This is SO basic and ideally normally obvious yet... somehow I've yet AGAIN managed to forget for so long and to such a pathetic degree no less. Amazingly unbelievable that I'm literally still THIS ashamed, embarrassed, and as always of course, deeply heartbroken all over again... but gratefully reveling through the reconciliations coiled at their very core.

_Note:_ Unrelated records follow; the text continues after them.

Issue #34149, opened 2021-08-10
User is logged out two times and had to login back after a rancher server upgrade to 2.6


sowmyav27:
**Rancher Server Setup**
- Rancher version: master-head commit id: `723f747b`
- Installation option (Docker install/Helm Chart): HELM
   - If Helm Chart, Kubernetes Cluster and version (RKE1, RKE2, k3s, EKS, etc): RKE1
- Proxy/Cert Details: Rancher generated

**Information about the Cluster**
- Kubernetes version: 1.20.9 (Local cluster) 
- Downstream clusters - GKEv2 and RKE1 Custom cluster

**Describe the bug**
User is logged out two times after a rancher server upgrade to 2.6

**To Reproduce**

- On 2.5.9, HA install, deploy a few downstream clusters
- Upgrade (Helm upgrade) to 2.6-head
- User is redirected to dashboard page but is logged out
- Log back in, and navigate to Home page
- User is logged out one more time.
- After another logging in, user is able to proceed with using Rancher 

**Expected Result**
User be logged out only one time?

paynejacob:
@sowmyav27 did you see any pod restarts on the rancher pods in this setup?

deniseschannon:
@paynejacob This most likely is due to having HA (multiple Rancher server pods) so when Rancher server starts back up, each node is clearing the UI session tokens.

paynejacob:
The migration is only run on the leader pod and is gated by a configuration map after that.  I think what might have happened is the rancher pod crashed for some reason in the middle of the tokens being invalided and on restart it did not see the configmap that says it ran and started again.  I am testing some logic to prevent this.

dramich:
@paynejacob We are seeing this being reproduced by restarting rancher in an HA setup running 2.6-head. cc: @git-ival

paynejacob:
@dramich ill test my solution with this and see if I can still reproduce

dramich:
@paynejacob Repro the issue first, but I am seeing `2021/08/13 22:28:23 [INFO] Detected v2.6.0 upgrade, forcing logout for all web users` in the logs, so definitely hitting this.

paynejacob:
Here is the expected behavior:

anytime a helm upgrade occurs and the versions are the same users should not be logged out.

| dev          | dev   | *-head | < v2.6. 0-rc1 | > v2.6.0-rc1 |
|--------------|-------|--------|---------------|--------------|
| *-head       | false | true   | true          | true         |
[...]

PR #34220, opened 2021-08-12
ensure we only delete old tokens on force logout

paynejacob:

If the leader pod crashes before finishing the force logout or saving the configuration map users could be logged out twice or not at all.  This change ensures that all users will always be logged out on upgrade and any user that logs in after the upgrade will not be logged out again.

### DIFF
--- a/pkg/rancher/migrations.go
+++ b/pkg/rancher/migrations.go
@@ -7,6 +7,7 @@ import (
 	rancherversion "github.com/rancher/rancher/pkg/version"
 	controllerv1 "github.com/rancher/wrangler/pkg/generated/controllers/core/v1"
 	"github.com/sirupsen/logrus"
+	"golang.org/x/mod/semver"
 	v1 "k8s.io/api/core/v1"
 	k8serror "k8s.io/apimachinery/pkg/api/errors"
 	metav1 "k8s.io/apimachinery/pkg/apis/meta/v1"
@@ -39,9 +40,21 @@ func forceUpgradeLogout(configMapController controllerv1.ConfigMapController, to
 		}
 	}
 
-	// we only want to migrate if the previous installation was earlier than the migration version
+	// we do not migrate in development environments
+	if rancherversion.Version == "dev" {
+		return nil
+	}
+
+	// if no last migration is found we run
 	if lastMigration, ok := cm.Data[rancherVersionKey]; ok {
-		if lastMigration == "dev" || version.Compare(migrationVersion, lastMigration, "<=") {
+
+		// if a valid sem ver is found we only migrate if the version is less than the target version
+		if semver.IsValid(rancherversion.Version) && version.Compare(migrationVersion, lastMigration, "<") {
+			return nil
+		}
+
+		// if an unknown format is given we migrate any time the current version does not equal the last migration
+		if lastMigration == rancherversion.Version {
 			return nil
 		}
 	}


paynejacob:
I should also note I was unable to reproduce the senario that QA outlines in the ticket.  This is the only logical way I could see users being logged out twice.

pkg/rancher/migrations.go
```diff
@@ -39,15 +45,33 @@ func forceUpgradeLogout(configMapController controllerv1.ConfigMapController, to
...
 			return nil
 		}
 	}
 
 	logrus.Infof("Detected %s upgrade, forcing logout for all web users", migrationVersion)
 
+	// save that we are starting a new migration
+	lastMigrationStart = time.Now().UnixNano()
+	cm.Data[rancherVersionKey] = rancherversion.Version
+	cm.Data[migrationStartedKey] = fmt.Sprintf("%d", lastMigrationStart)
```
snasovich, line 64: Why not `strconv.Itoa`? Same below for completion time.

snasovich (dismissed):
One minor comment, otherwise LGTM

pkg/rancher/migrations.go
```diff
@@ -39,15 +45,33 @@ func forceUpgradeLogout(configMapController controllerv1.ConfigMapController, to
...
-		if lastMigration == "dev" || version.Compare(migrationVersion, lastMigration, "<=") {
+		if (lastMigration == "dev" || version.Compare(migrationVersion, lastMigration, "<=")) && lastMigrationStart < lastMigrationCompleted {
 			return nil
 		}
 	}
 
 	logrus.Infof("Detected %s upgrade, forcing logout for all web users", migrationVersion)
 
+	// save that we are starting a new migration
+	lastMigrationStart = time.Now().UnixNano()
```
dramich, line 62: You get smaller numbers with just `Unix`
```suggestion
	lastMigrationStart = time.Now().Unix()
```

pkg/rancher/migrations.go
```diff
@@ -39,15 +45,33 @@ func forceUpgradeLogout(configMapController controllerv1.ConfigMapController, to
 		}
 	}
 
-	// we only want to migrate if the previous installation was earlier than the migration version
+	// parse out the start and end time
+	lastMigrationStart, _ := strconv.ParseInt(cm.Data[migrationStartedKey], 10, 64)
```
dramich, line 49: Use the helpers for all the conversions https://pkg.go.dev/strconv#hdr-Numeric_Conversions
`Atoi`
`Itoa`
It keeps it consistent and it's much faster than using sprintf which relies on reflection.

pkg/rancher/migrations.go
paynejacob: I am concerned this will finish in less than a second.

dramich: I highly doubt that, especially if you are calling out to update the config. However, just update your time check to include `=`

chart/templates/secret.yaml
```diff
@@ -6,8 +6,8 @@ metadata:
 type: Opaque
 data:
   {{- $existingSecret := lookup "v1" "Secret" .Release.Namespace "bootstrap-secret" }}
-  {{- if $existingSecret }}
-  bootstrapPassword: {{ $existingSecret.data.bootstrapPassword }}
-  {{- else }}
-  bootstrapPassword: {{ .Values.bootstrapPassword | b64enc | quote }}
-  {{- end }}
\ No newline at end of file
+    {{- if and $existingSecret $existingSecret.data }}
```
StrongMonkey, line 9: Would recommend to put this into a separate PR. If anything go wrong reverting might be easier.

dramich: I agree, separate pr as it's not part of this fix or issue.

paynejacob: https://github.com/rancher/rancher/pull/34249

paynejacob:
Closing this pr as the solution has changed dramatically and this conversation is no longer applicable.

This condensed little gem is the most efficient and effective little emergency pill or baseline rerooting I've ever encounters of this sort. Aside from materials specifically about a particular "remedial reminder" remarkably enumerated in this blunt and brief but very powerful little booster book has over the years been repeatedly like a bible of sorts to me, in all honestly no matter how long between listens it's undeniable that it's consistently been been both a kind of tragic but essential, enlightening reality check on the actual effect of my own toxicity as well as
simultaneously the beacon of every solution to it.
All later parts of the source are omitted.